What is expected: Could each record be restated word for word?
━━━━━ Data extract ━━━━━
PR #3888, opened 2020-09-08
Refactor thermostat infrastructure

### LINKED ISSUE #3573: Unit tests thermostats_test and random_test are very slow

### LINKED ISSUE #3585: Thermostat noise for different seeds is correlated

### LINKED ISSUE #3840: Noise behavior of stokesian dynamics and other thermostats differ

jngrad:
Description of changes:
- Remove RNG correlation stemming from seed offsets (fixes #3585)
    - seeds are now used as keys
    - a monotonically increasing counter is used in each thermostat
    - the only way to reset these counters is to create a new `System`
- Remove RNG correlation stemming from resetting `sim_time` or `time_step` during simulations with SD (fixes #3840)
    - the SD thermostat now uses the same RNG interface as other thermostats
- Accelerate RNG unit tests (fixes #3573)
    - they now take 2 seconds to run in coverage and sanitizer builds in CI
- Separate thermostats from integrators
    - better separation of concerns


KaiSzuttor:
I think we already discussed that we do not want to have one counter per thermostat. Let's please first discuss and then implement.

jngrad:
You can view this PR draft as a subset of the first one. It's unclear to me how the DPD specifics can be resolved and how much time it will take. This PR solves all correlations issues; moving from the state in this PR to the state with a global counter should be straightforward.

doc/sphinx/system_setup.rst
```diff
@@ -210,6 +210,15 @@ the temperature of a thermostat, you actually do not define the
 temperature, but the value of the thermal energy :math:`k_B T` in the
 current unit system (see the discussion on units, Section :ref:`On units`).
 
+All thermostats have a ``seed`` argument that controls the state of the random
+number generator (Philox Counter-based RNG). This seed is required on first
+activation of a thermostat, unless stated otherwise. It can be omitted in
+subsequent calls of the method that activates the same thermostat. The random
+sequence also depends on a monotonically increasing global counter that is
```
KaiSzuttor: that is not true for this PR

doc/sphinx/system_setup.rst
```diff
@@ -210,6 +210,15 @@ the temperature of a thermostat, you actually do not define the
...
+incremented after each integration step. It is the user's responsibility to
+decide whether the thermostats should be deterministic (by using a fixed seed)
```
KaiSzuttor: that's confusing... the thermostat is always deterministic for a given seed.

src/core/constraints/ShapeBasedConstraint.cpp
```diff
@@ -77,7 +78,7 @@ ParticleForce ShapeBasedConstraint::force(Particle const &p,
         force1 +=
             dpd_pair_force(p, part_rep, ia_params, dist_vec, dist, dist * dist);
         // Additional use of DPD here requires counter increase
-        dpd_rng_counter_increment();
+        dpd.rng_increment();
```
KaiSzuttor, line 81: shouldn't we increment the counter where the random number is used? actually, we can increment the counter automatically in the function that provides the random number.

src/core/integrators/velocity_verlet_npt.cpp
```diff
@@ -69,10 +69,10 @@ void velocity_verlet_npt_finalize_p_inst() {
     }
   }
 
-  double p_tmp = 0.0;
-  MPI_Reduce(&nptiso.p_inst, &p_tmp, 1, MPI_DOUBLE, MPI_SUM, 0, comm_cart);
+  double p_sum = 0.0;
+  MPI_Reduce(&nptiso.p_inst, &p_sum, 1, MPI_DOUBLE, MPI_SUM, 0, comm_cart);
```
KaiSzuttor: please use boost mpi

src/python/espressomd/interactions.pyx
```diff
@@ -1700,6 +1700,15 @@ cdef class BondedInteraction:
     def __reduce__(self):
         return (self.__class__, (self._bond_id,))
 
+    def __getstate__(self):
+        # for most bonds, we only need to pickle arguments passed to the
+        # constructor, yet some bond classes need to pass additional data
+        return (self.params,)
+
+    def __setstate__(self, params):
+        # parameters are already set in the core by the contructor
```
KaiSzuttor: that comment is wrong.... the pickle interactions is in the ```__reduce__``` function, right? https://docs.python.org/3/library/pickle.html#object.__reduce__

src/python/espressomd/interactions.pyx
```diff
@@ -1700,6 +1700,15 @@ cdef class BondedInteraction:
     def __reduce__(self):
         return (self.__class__, (self._bond_id,))
 
+    def __getstate__(self):
+        # for most bonds, we only need to pickle arguments passed to the
```
KaiSzuttor: this function should not be needed. please adapt the existing ```__reduce__``` function if necessary.

src/python/espressomd/interactions.pyx
```diff
@@ -2091,6 +2100,15 @@ class ThermalizedBond(BondedInteraction):
     def __init__(self, *args, **kwargs):
         super().__init__(*args, **kwargs)
 
+    def __getstate__(self):
+        return (self.params, thermalized_bond.rng_counter())
+
+    def __setstate__(self, params):
+        # parameters are already set in the core by the contructor, we only
```
KaiSzuttor: we should not manage the pickle interaction in several places

KaiSzuttor (changes requested):

RudolfWeeber:
For every case possible, the counter increment should be in one central place called from the integrate function, shouldn’t it?

That would already give us some of the benefit (and the basic structure) for the global counter.

For now, dpd with constraints has to be the exception.

doc/sphinx/system_setup.rst
jngrad: good catch

doc/sphinx/system_setup.rst
jngrad: I find it confusing too, it's probably better to simply remove that last sentence

src/core/constraints/ShapeBasedConstraint.cpp
jngrad: Don't we want to use the same counter state for all calls to RNGs within the same integration step? Otherwise the trajectory depends on the order particles are traversed.

On a side-note, I think this function actually belongs to `forces.cpp` or similar. The constraint shouldn't need to know anything about thermostats and non-bonded interactions, and should simply pass a reference to its particle representation.

src/python/espressomd/interactions.pyx
jngrad: didn't realize `__reduce__` was used in pickle interactions, I'll revert these changes and use `__reduce__` directly

jngrad:
> For every case possible, the counter increment should be in one central place called from the integrate function, shouldn’t it? That would already give us some of the benefit (and the basic structure) for the global counter.

Yes, that's what is achieved by this PR: the integration loop in `integrate.cpp` calls `void philox_counter_increment()` which is defined in `thermostat.cpp`, where all currently active thermostats get their counter incremented.

src/python/espressomd/interactions.pyx
jngrad: changes reverted, counter is now checkpointed by `__reduce__` in 9c454a62aea

testsuite/python/test_checkpoint.py
```diff
@@ -277,30 +282,30 @@ def test_integrator_SDM_gpu(self):
...
+        reference = {'r_0': 0.0, 'k': 1.0, 'r_cut': 0.0}
+        self.assertEqual(state, reference)
         state = system.part[1].bonds[0][0].params
-        reference = {'r_0': 0.0, 'k': 1.0}
-        for key in reference:
-            self.assertAlmostEqual(state[key], reference[key], delta=1E-10)
+        self.assertEqual(state, reference)
         if 'THERM.LB' not in modes:
-            state = system.part[1].bonds[1][0].params
+            state = system.part[1].bonds[1][0]._get_params_from_es_core()
```
KaiSzuttor: you should not rely on a private function here...

KaiSzuttor (changes requested):
LGTM besides comment

testsuite/python/test_checkpoint.py
jngrad: agreed

KaiSzuttor (approved):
━━━━━
Solution for this task:
PR #3888, opened 2020-09-08
Refactor thermostat infrastructure

### LINKED ISSUE #3573: Unit tests thermostats_test and random_test are very slow

### LINKED ISSUE #3585: Thermostat noise for different seeds is correlated

### LINKED ISSUE #3840: Noise behavior of stokesian dynamics and other thermostats differ

jngrad:
Description of changes:
- Remove RNG correlation stemming from seed offsets (fixes #3585)
    - seeds are now used as keys
    - a monotonically increasing counter is used in each thermostat
    - the only way to reset these counters is to create a new `System`
- Remove RNG correlation stemming from resetting `sim_time` or `time_step` during simulations with SD (fixes #3840)
    - the SD thermostat now uses the same RNG interface as other thermostats
- Accelerate RNG unit tests (fixes #3573)
    - they now take 2 seconds to run in coverage and sanitizer builds in CI
- Separate thermostats from integrators
    - better separation of concerns


KaiSzuttor:
I think we already discussed that we do not want to have one counter per thermostat. Let's please first discuss and then implement.

jngrad:
You can view this PR draft as a subset of the first one. It's unclear to me how the DPD specifics can be resolved and how much time it will take. This PR solves all correlations issues; moving from the state in this PR to the state with a global counter should be straightforward.

doc/sphinx/system_setup.rst
```diff
@@ -210,6 +210,15 @@ the temperature of a thermostat, you actually do not define the
 temperature, but the value of the thermal energy :math:`k_B T` in the
 current unit system (see the discussion on units, Section :ref:`On units`).
 
+All thermostats have a ``seed`` argument that controls the state of the random
+number generator (Philox Counter-based RNG). This seed is required on first
+activation of a thermostat, unless stated otherwise. It can be omitted in
+subsequent calls of the method that activates the same thermostat. The random
+sequence also depends on a monotonically increasing global counter that is
```
KaiSzuttor: that is not true for this PR

doc/sphinx/system_setup.rst
```diff
@@ -210,6 +210,15 @@ the temperature of a thermostat, you actually do not define the
...
+incremented after each integration step. It is the user's responsibility to
+decide whether the thermostats should be deterministic (by using a fixed seed)
```
KaiSzuttor: that's confusing... the thermostat is always deterministic for a given seed.

src/core/constraints/ShapeBasedConstraint.cpp
```diff
@@ -77,7 +78,7 @@ ParticleForce ShapeBasedConstraint::force(Particle const &p,
         force1 +=
             dpd_pair_force(p, part_rep, ia_params, dist_vec, dist, dist * dist);
         // Additional use of DPD here requires counter increase
-        dpd_rng_counter_increment();
+        dpd.rng_increment();
```
KaiSzuttor, line 81: shouldn't we increment the counter where the random number is used? actually, we can increment the counter automatically in the function that provides the random number.

src/core/integrators/velocity_verlet_npt.cpp
```diff
@@ -69,10 +69,10 @@ void velocity_verlet_npt_finalize_p_inst() {
     }
   }
 
-  double p_tmp = 0.0;
-  MPI_Reduce(&nptiso.p_inst, &p_tmp, 1, MPI_DOUBLE, MPI_SUM, 0, comm_cart);
+  double p_sum = 0.0;
+  MPI_Reduce(&nptiso.p_inst, &p_sum, 1, MPI_DOUBLE, MPI_SUM, 0, comm_cart);
```
KaiSzuttor: please use boost mpi

src/python/espressomd/interactions.pyx
```diff
@@ -1700,6 +1700,15 @@ cdef class BondedInteraction:
     def __reduce__(self):
         return (self.__class__, (self._bond_id,))
 
+    def __getstate__(self):
+        # for most bonds, we only need to pickle arguments passed to the
+        # constructor, yet some bond classes need to pass additional data
+        return (self.params,)
+
+    def __setstate__(self, params):
+        # parameters are already set in the core by the contructor
```
KaiSzuttor: that comment is wrong.... the pickle interactions is in the ```__reduce__``` function, right? https://docs.python.org/3/library/pickle.html#object.__reduce__

src/python/espressomd/interactions.pyx
```diff
@@ -1700,6 +1700,15 @@ cdef class BondedInteraction:
     def __reduce__(self):
         return (self.__class__, (self._bond_id,))
 
+    def __getstate__(self):
+        # for most bonds, we only need to pickle arguments passed to the
```
KaiSzuttor: this function should not be needed. please adapt the existing ```__reduce__``` function if necessary.

src/python/espressomd/interactions.pyx
```diff
@@ -2091,6 +2100,15 @@ class ThermalizedBond(BondedInteraction):
     def __init__(self, *args, **kwargs):
         super().__init__(*args, **kwargs)
 
+    def __getstate__(self):
+        return (self.params, thermalized_bond.rng_counter())
+
+    def __setstate__(self, params):
+        # parameters are already set in the core by the contructor, we only
```
KaiSzuttor: we should not manage the pickle interaction in several places

KaiSzuttor (changes requested):

RudolfWeeber:
For every case possible, the counter increment should be in one central place called from the integrate function, shouldn’t it?

That would already give us some of the benefit (and the basic structure) for the global counter.

For now, dpd with constraints has to be the exception.

doc/sphinx/system_setup.rst
jngrad: good catch

doc/sphinx/system_setup.rst
jngrad: I find it confusing too, it's probably better to simply remove that last sentence

src/core/constraints/ShapeBasedConstraint.cpp
jngrad: Don't we want to use the same counter state for all calls to RNGs within the same integration step? Otherwise the trajectory depends on the order particles are traversed.

On a side-note, I think this function actually belongs to `forces.cpp` or similar. The constraint shouldn't need to know anything about thermostats and non-bonded interactions, and should simply pass a reference to its particle representation.

src/python/espressomd/interactions.pyx
jngrad: didn't realize `__reduce__` was used in pickle interactions, I'll revert these changes and use `__reduce__` directly

jngrad:
> For every case possible, the counter increment should be in one central place called from the integrate function, shouldn’t it? That would already give us some of the benefit (and the basic structure) for the global counter.

Yes, that's what is achieved by this PR: the integration loop in `integrate.cpp` calls `void philox_counter_increment()` which is defined in `thermostat.cpp`, where all currently active thermostats get their counter incremented.

src/python/espressomd/interactions.pyx
jngrad: changes reverted, counter is now checkpointed by `__reduce__` in 9c454a62aea

testsuite/python/test_checkpoint.py
```diff
@@ -277,30 +282,30 @@ def test_integrator_SDM_gpu(self):
...
+        reference = {'r_0': 0.0, 'k': 1.0, 'r_cut': 0.0}
+        self.assertEqual(state, reference)
         state = system.part[1].bonds[0][0].params
-        reference = {'r_0': 0.0, 'k': 1.0}
-        for key in reference:
-            self.assertAlmostEqual(state[key], reference[key], delta=1E-10)
+        self.assertEqual(state, reference)
         if 'THERM.LB' not in modes:
-            state = system.part[1].bonds[1][0].params
+            state = system.part[1].bonds[1][0]._get_params_from_es_core()
```
KaiSzuttor: you should not rely on a private function here...

KaiSzuttor (changes requested):
LGTM besides comment

testsuite/python/test_checkpoint.py
jngrad: agreed

KaiSzuttor (approved):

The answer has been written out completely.